Thursday, March 17, 2011
Single recurrent neural network (15 hidden neurons) evolved to balance seven double-pole carts simultaneously. No velocity information is available to the controller, so it is a non-Markovian task. For each of the seven carts, the controller has access to the cart position, and the angle of both poles, for a total of 21 inputs. The controller has seven outputs with which it applies force to the carts at each time step. The force is continuously valued, rather than "bang-bang".
It is able to successfully keep balance for 5000 time steps, although it becomes unstable at the end. The process of evolving the controller took precisely 13,373,736 fitness evaluations (roughly 20 hours of CPU time.)
This controller was, for the sake of time, only evolved on a single initial condition (with slightly off-center pole angles), so it is unknown how well it generalizes to other initial conditions. However, it still proves to be a very challenging task.
Tuesday, March 08, 2011
Same as my previous post, except this time with three carts, and the following changes in experimental setup:
First, the forces applied to the carts have been switched to continuous rather than "bang-bang".
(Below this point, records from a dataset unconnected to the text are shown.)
Issue #57, opened 2019-07-18
Stackdriver Trace Integration


grant:
## Stackdriver Trace Integration

Add Stackdriver Trace support to the Functions Framework.

See: https://github.com/googleapis/cloud-trace-nodejs

> @stew-r Can you add details as to what this would do? Would this be a tutorial or part of the actual framework?

stew-r:
Ideally, this would be part of the Functions Framework and a user of the framework gets trace support built in automatically. The user does not need to think about importing a client or doing any setup. They can disable this feature by passing some configuration.

grant:
I added a WIP PR for this feature.

- Should these tools be added as an explicit dependency to the FF? (Is that an acceptable increase in GCF dependencies)?
- Should the disable flag be something like:
  - `--disable-stackdriver`, `FUNCTION_DISABLE_STACKDRIVER`

Elyx0:
Struggling aswell here from https://github.com/googleapis/nodejs-logging/issues/591 any updates?

grant:
So far there has been no priority for this feature, no upvotes.
The issue is that `require('@google-cloud/trace-agent').start();` must be the first module loaded.

I don't think it would be hard to implement that, but we need someone to help implement a good PR.

Elyx0:
Can I add this myself @grant, does it need to be the first module in the index.src exporting the cloud functions or required inside every functions?

dinigo:
As I understad it, this feature was available at some point, but was removed afterwards, and now it's being re-implemented in the FF?

What kind of help do you need in the PR? I may be able to savage some time from here and there. We (Divisadero) rely on Cloud Functions and want more visibility of what's happening within executions

grant:
I'm not an expert in Stackdriver Trace so I'm not sure of the requirements for this.

We need a proposed implementation for optional trace support that would not affect the performance of all functions that don't enable it. Then we need a PR that follows that proposal that we can get approved by the eng team.

I think GCF might already have trace support, I'm not sure.

manwithsteelnerves:
Any update on this?
Can someone suggest how can I assure **require('@google-cloud/trace-agent').start();** will be loaded at start?

manwithsteelnerves:
Can someone give a hint on how to consider the stack trace logging in the above image?

grant:
I haven't looked at this since.
I would assume the steps would be:
- Ensure a hello world service on Cloud Run works
[...]

PR #59, opened 2019-07-19
WIP: feat: Add Stackdriver integration

grant:
WIP: Adds StackDriver Debug, Trace, and Profiler support.

## TODO:
- Add an env var option for disabling the integration
- Fix the tests
  - Add setup to Travis: https://www.npmjs.com/package/@google-cloud/profiler#basic-set-up
    - Create GOOGLE_APPLICATION_CREDENTIALS
  - Error: @google-cloud/profiler Failed to create profile
    -  request to HTTP function
      - ```
        @google-cloud/profiler Failed to create profile, waiting 9.3s to try again: Error: Could not refresh access token: A Not Found error was returned while attempting to retrieve an accesstoken for the Compute Engine built-in service account. This may be because the Compute Engine instance does not have any permission scopes specified: Could not refresh access token: Unsuccessful response status code. Request failed with status code 404
        @google-cloud/debug-agent Failed to re-register debuggee eco-emissary-99515: Error: Could not refresh access token: A Not Found error was returned while attempting to retrieve an accesstoken for the Compute Engine built-in service account. This may be because the Compute Engine instance does not have any permission scopes specified: Could not refresh access token: Unsuccessful response status code. Request failed with status code 404
        1) should return transformed body
        ```

## Open Questions
- Should these be normal dependancies rather than devDependancies?
- How can we test this PR?

**Fixes:** #57

### DIFF
--- a/package.json
+++ b/package.json
@@ -34,6 +34,9 @@
   "author": "Google Inc.",
   "license": "Apache-2.0",
   "devDependencies": {
+    "@google-cloud/debug-agent": "^4.0.1",
+    "@google-cloud/profiler": "^2.0.2",
+    "@google-cloud/trace-agent": "^4.1.0",
     "@types/body-parser": "^1.17.0",
     "@types/express": "^4.16.1",
     "@types/minimist": "^1.2.0",
--- a/src/invoker.ts
+++ b/src/invoker.ts
@@ -26,6 +26,8 @@ import * as express from 'express';
 import * as http from 'http';
 import * as onFinished from 'on-finished';
 
+import { startTooling } from './tools';
+
 // HTTP header field that is added to Worker response to signalize problems with
 // executing the client function.
 const FUNCTION_STATUS_HEADER_FIELD = 'X-Google-Status';
@@ -358,7 +360,10 @@ function makeHttpHandler(execute: HttpFunction): express.RequestHandler {
         logAndSendError(err, res);
       }
     });
-    d.run(() => {
+    d.run(async () => {
+      // Start the debugger (if not alreay started)
+      const tools = startTooling();
+      if (tools) await tools.debug.isReady();
       process.nextTick(() => {
         execute(req, res);
       });
--- a/src/tools.ts
+++ b/src/tools.ts
@@ -1,0 +1,60 @@
+import * as debugAgent from '@google-cloud/debug-agent';
+import * as profiler from '@google-cloud/profiler';
+import * as trace from '@google-cloud/trace-agent';
+
+let toolsAreSetup = false;
+
+/**
+ * Starts Google Cloud tooling.
+ * - StackDriver Trace
+ * - StackDriver Profiler
+ * - StackDriver Debugger
+ */
+export function startTooling() {
+  // Ensure tools are only setup once per process.
+  if (toolsAreSetup) {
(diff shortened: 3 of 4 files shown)


package.json
```diff
@@ -34,6 +34,9 @@
   "author": "Google Inc.",
   "license": "Apache-2.0",
   "devDependencies": {
```
squee1945: devDependencies will not end up in the build application.

src/tools.ts
```diff
@@ -0,0 +1,60 @@
...
+export function startTooling() {
+  // Ensure tools are only setup once per process.
+  if (toolsAreSetup) {
+    return null;
+  } else {
+    toolsAreSetup = true;
+  }
+
+  // Start Trace
+  trace.start();
```
squee1945: I thought the trace-agent needed to be started as the very first part of the app:
```
require('@google-cloud/trace-agent').start();
```
See https://www.npmjs.com/package/@google-cloud/trace-agent#usage

src/invoker.ts
```diff
@@ -358,7 +360,10 @@ function makeHttpHandler(execute: HttpFunction): express.RequestHandler {
         logAndSendError(err, res);
       }
     });
-    d.run(() => {
+    d.run(async () => {
+      // Start the debugger (if not alreay started)
+      const tools = startTooling();
```
squee1945: There is overhead both in starting the tooling, and ongoing performance overhead. Is there a way for the user to opt out of this?

src/invoker.ts
```diff
@@ -26,6 +26,8 @@ import * as express from 'express';
 import * as http from 'http';
 import * as onFinished from 'on-finished';
 
+import { startTooling } from './tools';
```
squee1945: Nit: `diagnostics` instead of `tools`?

src/invoker.ts
grayside: For ease in turning instrumentation on and off, it would be nice to toggle this with an environment variable instead of something requiring a redeployment (e.g., adjusted container entrypoint)

stew-r: Yes. The PRD specifies the following semantics:

**Enable/disable Stackdriver APM**
As a developer, I can enable or disable individual Stackdriver APM features. The on/off state is controlled by an environment variable as follows:

Stackdriver APM feature | Environment variable
-- | --
Stackdriver Trace | GOOGLE_CLOUD_TRACE_ENABLED

If the environment variable is set to `false` or if it is not set, the feature should be disabled by default.

**By default, Stackdriver APM features are enabled on Cloud Functions**
As a developer on Cloud Functions, when I deploy my function Stackdriver Trace is enabled by default. The container into which my function is deployed will, e.g., automatically set the value of the `GOOGLE_CLOUD_TRACE_ENABLED` environment variable to `true`.

src/tools.ts
```diff
@@ -0,0 +1,60 @@
+import * as debugAgent from '@google-cloud/debug-agent';
+import * as profiler from '@google-cloud/profiler';
```
grayside: I understand that profiler currently has limitations on working with musl.

grant:
This PR needs more of a design doc and solution across all FFs. Let's continue in the GitHub issue.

Second, the random number generator is being seeded such that the fitness evaluations are always performed over the same set of 10 initial conditions (previously, it had been given an entirely new set of 10 for each evaluation). The advantage is that this greatly reduces noise in the fitness evaluation function. This does have the drawback of potentially harming generalization to some degree, although in this particular case I don't think it is really much of an issue.
Now to try four...
Sunday, March 06, 2011
Above is an animation depicting the results of having evolved a single recurrent neural network (with 10 hidden neurons) to act as a balancing controller for two carts simultaneously.
The RNN has no access to velocity information, thus making the task non-Markovian, and hence, significantly more difficult.
Cart-pole balancing is a fairly standard benchmark problem in the Reinforcement Learning literature, although to the best of my knowledge this is the first example of controlling multiple carts at the same time.